We hypothesize WES will identify novel VOGM genes and mutations, including mosaic and somatic
“second-hit” mutations, which disrupt the regulated activity of an EphB4-RASA1 signaling complex
essential for arterio-venous development. Based on our successful experience in identifying structural brain
disorder genes over the past several years, Aim 1 will ascertain additional VOGM case-parent trios and
perform WES on our growing cohort (already the largest in the world) to discover novel de novo and
transmitted germline VOGM gene mutations, mosaic variants, and somatic mutations in lesional tissue. In Aim
2, we will determine the structural and functional impact of VOGM mutations using biochemical, biophysical,
structural biology and cell biology techniques, with validation experiments in autopsied VOGM tissue, and in
skin biopsies of VOGM patients with associated cutaneous vascular malformations.
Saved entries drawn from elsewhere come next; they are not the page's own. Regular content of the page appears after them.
PR #735, opened 2018-09-10
ENH: Constants

### LINKED ISSUE #734: constants

ksunden:
closes #734 

To do:
- [x] interface to set constants that exist (analogous to transform for axes, but may want to make adding and subtracting individual items the primary way)
- [x] Add constants in chop/split where appropriate
- [x] Update constants in remove/rename variable
- [ ] ~Add constants in relevant from methods (perhaps to be broken up into separate PRs for each)~
- [x] Floating point representation (currently default number of decimals)
- [x] Tests
- [x] Documentation

No longer planning on adding constants in from_methods, those will come when they are useful/have good heuristics for what to add.


ksunden:
Any opinions on how removing variable contained within constants should behave?

Options are:
- remove the constant
- raise an error, preventing removal (as happens with axes)

p770193:
If I understand constants correctly, they are not as fundamental to the data object as axes are, so I don't think an error is necessary.  Nonetheless, I can imagine users removing these variables inadvertently.  Perhaps allow users to remove, but raise a warning?

ksunden:
Any opinions on how Join should handle constants? (Need to merge from master to make those changes if any are required)

While I haven't tested, I think join would currently inherit  constants from the first data's attrs.
options include:

- Drop all constants
- Drop constants if the variables involved are in the axes that are being joined over
- Include all the constants and maybe have some nonsensical ones
- leave it as is, and see if anybody has issues/desired behavior from experience using

PR #749, opened 2018-09-19
BUG: Parent attribute not present past items in root group

ksunden:
Tricky little subtle mistake that was not previously caught by tests or users, but was actually just plain wrong.

Our inheritance structure meant that `__getattribute__` was finding the correct method, but an error was raised (not an `AttributeError`, but rather a `KeyError`)

Unless python docs are incorrect, an `AttributeError` must have been raised by having the finally clause on this try/except on `_parent`, as the python docs indicate that `__getattr__` is _only_ called when `__getattribute__` raises `AttributeError`

This confusion led to obfuscation of where the problem occured.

Successful completion of
these Aims will increase our understanding of human cerebrovascular development and VOGM
pathophysiology. These advances will improve disease management and genetic counseling, and will
stimulate development of targeted therapeutics for VOGMs that may be broadly relevant for other vascular
lesions, including AVMs and intracranial aneurysms.

## Key facts

- **NIH application ID:** 10033009
- **Project number:** 1R01NS117609-01
- **Recipient organization:** YALE UNIVERSITY
- **Principal Investigator:** Titus Jonathon Boggon
- **Activity code:** R01 (R01, R21, SBIR, etc.)
- **Funding institute:** NIH
- **Fiscal year:** 2020
- **Award amount:** $475,039
- **Award type:** 1
- **Project period:** 2020-07-15 → 2021-04-30

## Primary source

NIH RePORTER: https://reporter.nih.gov/project-details/10033009

## Citation

> US National Institutes of Health, RePORTER application 10033009, Human genetics and molecular mechanisms of Vein of Galen aneurysmal malformation (1R01NS117609-01). Retrieved via AI Analytics 2026-05-22 from https://api.ai-analytics.org/grant/nih/10033009. Licensed CC0.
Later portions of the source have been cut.